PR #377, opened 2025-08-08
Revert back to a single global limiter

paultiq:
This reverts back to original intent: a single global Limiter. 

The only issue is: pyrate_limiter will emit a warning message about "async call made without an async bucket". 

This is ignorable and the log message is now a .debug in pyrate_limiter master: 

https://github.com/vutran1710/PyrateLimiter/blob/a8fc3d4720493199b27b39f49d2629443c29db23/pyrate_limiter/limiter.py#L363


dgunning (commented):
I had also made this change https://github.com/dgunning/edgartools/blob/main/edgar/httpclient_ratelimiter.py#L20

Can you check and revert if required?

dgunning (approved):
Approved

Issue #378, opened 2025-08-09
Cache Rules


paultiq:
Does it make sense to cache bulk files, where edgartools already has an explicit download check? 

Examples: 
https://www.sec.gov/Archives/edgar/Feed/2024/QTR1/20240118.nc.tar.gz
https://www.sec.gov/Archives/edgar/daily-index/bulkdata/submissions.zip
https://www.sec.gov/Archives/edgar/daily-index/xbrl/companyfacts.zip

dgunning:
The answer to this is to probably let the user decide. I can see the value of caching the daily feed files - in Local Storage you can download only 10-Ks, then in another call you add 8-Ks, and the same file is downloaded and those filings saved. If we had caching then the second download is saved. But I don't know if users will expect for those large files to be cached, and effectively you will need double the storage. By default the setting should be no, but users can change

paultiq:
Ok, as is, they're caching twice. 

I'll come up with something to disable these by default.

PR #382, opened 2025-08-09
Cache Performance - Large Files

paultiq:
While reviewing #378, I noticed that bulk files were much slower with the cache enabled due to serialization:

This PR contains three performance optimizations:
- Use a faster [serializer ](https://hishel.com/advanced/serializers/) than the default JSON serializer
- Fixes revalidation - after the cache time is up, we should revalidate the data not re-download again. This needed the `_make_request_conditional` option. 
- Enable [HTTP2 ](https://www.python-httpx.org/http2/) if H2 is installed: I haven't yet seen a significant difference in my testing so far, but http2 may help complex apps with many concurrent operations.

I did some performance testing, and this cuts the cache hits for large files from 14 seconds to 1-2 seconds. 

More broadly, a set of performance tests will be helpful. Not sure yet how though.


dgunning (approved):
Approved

========================================================================

§ Aim of the exercise: Using the data above, print exactly the lines from the line that contains "I'll come up" through the line that contains "More broadly, a", with both included.

§ Result:
I'll come up with something to disable these by default.

PR #382, opened 2025-08-09
Cache Performance - Large Files

paultiq:
While reviewing #378, I noticed that bulk files were much slower with the cache enabled due to serialization:

This PR contains three performance optimizations:
- Use a faster [serializer ](https://hishel.com/advanced/serializers/) than the default JSON serializer
- Fixes revalidation - after the cache time is up, we should revalidate the data not re-download again. This needed the `_make_request_conditional` option. 
- Enable [HTTP2 ](https://www.python-httpx.org/http2/) if H2 is installed: I haven't yet seen a significant difference in my testing so far, but http2 may help complex apps with many concurrent operations.

I did some performance testing, and this cuts the cache hits for large files from 14 seconds to 1-2 seconds. 

More broadly, a set of performance tests will be helpful. Not sure yet how though.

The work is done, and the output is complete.